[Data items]

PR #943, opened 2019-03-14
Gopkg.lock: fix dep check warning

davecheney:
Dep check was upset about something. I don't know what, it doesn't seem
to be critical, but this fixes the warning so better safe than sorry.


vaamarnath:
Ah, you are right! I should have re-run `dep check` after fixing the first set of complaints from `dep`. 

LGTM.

### [Exercise aim]
Repeat the data verbatim.

### [Written answer]
PR #943, opened 2019-03-14
Gopkg.lock: fix dep check warning

davecheney:
Dep check was upset about something. I don't know what, it doesn't seem
to be critical, but this fixes the warning so better safe than sorry.


vaamarnath:
Ah, you are right! I should have re-run `dep check` after fixing the first set of complaints from `dep`. 

LGTM.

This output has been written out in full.